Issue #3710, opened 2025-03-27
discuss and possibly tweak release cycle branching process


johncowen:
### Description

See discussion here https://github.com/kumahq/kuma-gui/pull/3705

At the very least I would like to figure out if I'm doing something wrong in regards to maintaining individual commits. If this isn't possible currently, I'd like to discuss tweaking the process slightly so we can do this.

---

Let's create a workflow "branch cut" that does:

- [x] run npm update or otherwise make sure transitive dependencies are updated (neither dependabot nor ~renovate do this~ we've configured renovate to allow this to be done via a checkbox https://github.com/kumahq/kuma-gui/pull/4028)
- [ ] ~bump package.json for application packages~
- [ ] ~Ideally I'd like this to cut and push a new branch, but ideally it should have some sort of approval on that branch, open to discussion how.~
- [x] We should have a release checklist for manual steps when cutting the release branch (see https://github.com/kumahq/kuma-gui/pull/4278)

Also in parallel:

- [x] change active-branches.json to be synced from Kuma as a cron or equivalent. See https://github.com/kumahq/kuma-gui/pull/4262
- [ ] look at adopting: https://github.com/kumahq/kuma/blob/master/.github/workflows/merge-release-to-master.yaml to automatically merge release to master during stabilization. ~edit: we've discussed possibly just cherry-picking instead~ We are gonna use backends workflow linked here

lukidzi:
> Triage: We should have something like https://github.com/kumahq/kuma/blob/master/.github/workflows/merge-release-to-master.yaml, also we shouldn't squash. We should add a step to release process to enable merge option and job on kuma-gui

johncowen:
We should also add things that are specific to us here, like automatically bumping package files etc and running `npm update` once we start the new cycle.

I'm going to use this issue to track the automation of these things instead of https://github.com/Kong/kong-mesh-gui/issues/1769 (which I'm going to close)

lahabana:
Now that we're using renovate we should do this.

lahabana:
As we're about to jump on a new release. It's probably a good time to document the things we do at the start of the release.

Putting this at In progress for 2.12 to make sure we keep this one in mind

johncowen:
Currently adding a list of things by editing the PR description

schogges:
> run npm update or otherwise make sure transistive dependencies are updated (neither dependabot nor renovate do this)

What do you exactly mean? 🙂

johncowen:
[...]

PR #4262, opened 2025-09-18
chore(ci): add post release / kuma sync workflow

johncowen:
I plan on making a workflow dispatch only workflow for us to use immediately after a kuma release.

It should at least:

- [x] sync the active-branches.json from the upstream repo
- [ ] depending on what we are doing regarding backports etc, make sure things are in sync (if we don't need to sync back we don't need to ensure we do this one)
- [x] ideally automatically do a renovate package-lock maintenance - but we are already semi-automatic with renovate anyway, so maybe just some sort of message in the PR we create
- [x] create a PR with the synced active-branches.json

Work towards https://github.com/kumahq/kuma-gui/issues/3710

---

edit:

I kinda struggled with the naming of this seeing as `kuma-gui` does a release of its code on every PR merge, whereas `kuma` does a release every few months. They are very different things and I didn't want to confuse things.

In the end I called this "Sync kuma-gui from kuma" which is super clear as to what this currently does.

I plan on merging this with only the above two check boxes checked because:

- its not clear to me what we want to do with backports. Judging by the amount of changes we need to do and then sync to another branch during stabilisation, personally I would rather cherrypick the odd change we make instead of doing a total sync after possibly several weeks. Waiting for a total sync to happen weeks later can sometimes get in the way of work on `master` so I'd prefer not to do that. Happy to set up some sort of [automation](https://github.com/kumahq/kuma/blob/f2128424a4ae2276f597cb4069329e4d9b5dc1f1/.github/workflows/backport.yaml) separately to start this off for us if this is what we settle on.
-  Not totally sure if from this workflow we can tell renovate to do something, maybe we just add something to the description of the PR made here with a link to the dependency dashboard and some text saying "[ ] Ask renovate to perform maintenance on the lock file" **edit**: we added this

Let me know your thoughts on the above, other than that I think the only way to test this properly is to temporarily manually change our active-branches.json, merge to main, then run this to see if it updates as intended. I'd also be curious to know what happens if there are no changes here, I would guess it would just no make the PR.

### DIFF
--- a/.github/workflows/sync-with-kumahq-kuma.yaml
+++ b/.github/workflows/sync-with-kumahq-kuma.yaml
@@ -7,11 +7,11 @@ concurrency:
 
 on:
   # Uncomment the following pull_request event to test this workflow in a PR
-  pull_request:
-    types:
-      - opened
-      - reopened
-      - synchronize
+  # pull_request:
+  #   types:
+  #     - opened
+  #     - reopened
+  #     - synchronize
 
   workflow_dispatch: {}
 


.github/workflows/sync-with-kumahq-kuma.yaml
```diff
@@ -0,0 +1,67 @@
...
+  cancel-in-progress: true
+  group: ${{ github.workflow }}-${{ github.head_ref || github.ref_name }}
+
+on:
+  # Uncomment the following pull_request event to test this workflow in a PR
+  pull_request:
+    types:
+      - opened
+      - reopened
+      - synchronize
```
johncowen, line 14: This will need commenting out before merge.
...
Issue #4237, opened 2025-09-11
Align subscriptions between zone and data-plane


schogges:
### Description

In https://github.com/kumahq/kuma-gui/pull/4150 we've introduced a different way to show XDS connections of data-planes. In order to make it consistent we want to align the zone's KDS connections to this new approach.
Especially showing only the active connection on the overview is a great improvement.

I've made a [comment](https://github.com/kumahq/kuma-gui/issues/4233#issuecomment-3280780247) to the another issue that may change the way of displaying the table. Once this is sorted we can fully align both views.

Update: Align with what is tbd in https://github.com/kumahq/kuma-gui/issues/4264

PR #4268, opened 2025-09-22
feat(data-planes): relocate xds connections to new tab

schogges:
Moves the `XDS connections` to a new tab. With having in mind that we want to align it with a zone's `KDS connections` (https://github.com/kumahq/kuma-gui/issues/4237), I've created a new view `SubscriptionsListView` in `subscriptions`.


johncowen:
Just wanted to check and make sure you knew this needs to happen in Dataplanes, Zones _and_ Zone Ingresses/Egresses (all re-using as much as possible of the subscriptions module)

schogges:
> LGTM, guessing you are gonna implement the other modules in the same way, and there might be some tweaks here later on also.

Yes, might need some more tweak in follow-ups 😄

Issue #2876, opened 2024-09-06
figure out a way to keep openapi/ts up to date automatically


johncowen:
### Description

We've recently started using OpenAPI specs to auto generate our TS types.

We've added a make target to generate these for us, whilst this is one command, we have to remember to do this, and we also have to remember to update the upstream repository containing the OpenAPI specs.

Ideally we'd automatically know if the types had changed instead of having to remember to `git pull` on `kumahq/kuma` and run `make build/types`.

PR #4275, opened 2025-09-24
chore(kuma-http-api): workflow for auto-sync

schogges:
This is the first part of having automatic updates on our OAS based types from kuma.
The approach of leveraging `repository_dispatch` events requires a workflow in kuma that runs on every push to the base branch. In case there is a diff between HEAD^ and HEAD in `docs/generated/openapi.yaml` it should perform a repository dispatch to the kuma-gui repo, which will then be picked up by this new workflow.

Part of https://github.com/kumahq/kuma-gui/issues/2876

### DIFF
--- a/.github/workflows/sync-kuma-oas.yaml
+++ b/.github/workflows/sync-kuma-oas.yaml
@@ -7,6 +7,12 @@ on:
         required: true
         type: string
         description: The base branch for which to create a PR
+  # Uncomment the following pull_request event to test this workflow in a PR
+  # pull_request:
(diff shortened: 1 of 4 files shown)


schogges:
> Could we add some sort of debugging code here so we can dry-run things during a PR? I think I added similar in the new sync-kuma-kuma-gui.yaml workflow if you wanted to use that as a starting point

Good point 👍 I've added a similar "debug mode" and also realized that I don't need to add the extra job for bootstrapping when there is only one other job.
---
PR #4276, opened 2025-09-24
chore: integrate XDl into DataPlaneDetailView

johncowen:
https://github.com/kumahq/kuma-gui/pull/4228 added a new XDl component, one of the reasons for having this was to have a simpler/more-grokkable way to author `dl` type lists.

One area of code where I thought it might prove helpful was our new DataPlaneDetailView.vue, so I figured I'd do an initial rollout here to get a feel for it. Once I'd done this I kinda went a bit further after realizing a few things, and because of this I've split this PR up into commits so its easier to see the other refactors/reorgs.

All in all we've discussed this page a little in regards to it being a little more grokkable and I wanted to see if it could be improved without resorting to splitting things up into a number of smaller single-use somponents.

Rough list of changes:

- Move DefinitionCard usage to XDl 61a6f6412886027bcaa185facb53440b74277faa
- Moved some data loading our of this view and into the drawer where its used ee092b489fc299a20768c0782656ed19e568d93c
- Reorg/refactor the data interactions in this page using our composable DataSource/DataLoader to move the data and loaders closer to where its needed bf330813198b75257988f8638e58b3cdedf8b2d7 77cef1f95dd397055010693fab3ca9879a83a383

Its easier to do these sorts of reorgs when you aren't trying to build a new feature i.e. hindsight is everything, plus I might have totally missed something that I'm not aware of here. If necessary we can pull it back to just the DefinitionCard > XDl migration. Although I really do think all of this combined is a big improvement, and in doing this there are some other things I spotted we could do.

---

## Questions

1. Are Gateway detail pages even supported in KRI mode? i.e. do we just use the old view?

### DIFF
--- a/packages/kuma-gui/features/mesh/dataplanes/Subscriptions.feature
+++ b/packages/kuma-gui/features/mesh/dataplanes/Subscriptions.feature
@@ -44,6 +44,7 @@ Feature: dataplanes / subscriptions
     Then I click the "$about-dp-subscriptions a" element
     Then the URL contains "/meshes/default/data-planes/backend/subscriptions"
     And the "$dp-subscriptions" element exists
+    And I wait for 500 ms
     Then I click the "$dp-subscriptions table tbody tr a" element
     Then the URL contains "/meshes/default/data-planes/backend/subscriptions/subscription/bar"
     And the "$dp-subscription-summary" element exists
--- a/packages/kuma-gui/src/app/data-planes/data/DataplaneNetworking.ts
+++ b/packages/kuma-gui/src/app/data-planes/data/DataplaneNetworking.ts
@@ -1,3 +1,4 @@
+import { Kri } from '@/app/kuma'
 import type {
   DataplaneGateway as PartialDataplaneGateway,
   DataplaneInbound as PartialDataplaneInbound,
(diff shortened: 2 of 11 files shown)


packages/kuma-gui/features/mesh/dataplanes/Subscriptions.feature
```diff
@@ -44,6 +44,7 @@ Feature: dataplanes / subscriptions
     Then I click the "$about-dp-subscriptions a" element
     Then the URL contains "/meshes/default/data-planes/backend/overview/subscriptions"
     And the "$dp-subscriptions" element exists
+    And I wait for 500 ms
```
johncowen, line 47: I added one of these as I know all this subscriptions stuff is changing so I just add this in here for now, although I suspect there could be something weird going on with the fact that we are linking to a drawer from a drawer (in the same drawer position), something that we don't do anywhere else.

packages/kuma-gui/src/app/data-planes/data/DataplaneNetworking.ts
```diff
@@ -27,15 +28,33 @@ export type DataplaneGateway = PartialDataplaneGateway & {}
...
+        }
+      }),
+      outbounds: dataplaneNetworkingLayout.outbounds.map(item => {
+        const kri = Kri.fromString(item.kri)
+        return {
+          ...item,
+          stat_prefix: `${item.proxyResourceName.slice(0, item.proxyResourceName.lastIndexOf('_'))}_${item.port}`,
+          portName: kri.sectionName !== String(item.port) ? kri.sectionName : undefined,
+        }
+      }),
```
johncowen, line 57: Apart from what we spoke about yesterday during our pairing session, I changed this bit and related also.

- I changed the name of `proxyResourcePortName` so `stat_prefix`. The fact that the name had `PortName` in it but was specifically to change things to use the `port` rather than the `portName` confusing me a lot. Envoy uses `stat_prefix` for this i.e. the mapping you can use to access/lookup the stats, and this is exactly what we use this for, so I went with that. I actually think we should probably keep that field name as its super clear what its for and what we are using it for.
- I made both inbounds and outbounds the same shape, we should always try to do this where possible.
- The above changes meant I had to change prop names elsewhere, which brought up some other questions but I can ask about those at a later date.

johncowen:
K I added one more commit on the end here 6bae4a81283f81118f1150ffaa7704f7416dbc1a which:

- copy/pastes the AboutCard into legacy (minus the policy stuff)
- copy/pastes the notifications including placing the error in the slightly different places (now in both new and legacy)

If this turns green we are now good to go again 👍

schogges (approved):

## Problem statement
Above are the records; copy exactly the lines from the line with "Issue #3710, opened 2025-03-27" through the line with "See discussion here", both included.

## Exercise solution
Issue #3710, opened 2025-03-27
discuss and possibly tweak release cycle branching process


johncowen:
### Description

See discussion here https://github.com/kumahq/kuma-gui/pull/3705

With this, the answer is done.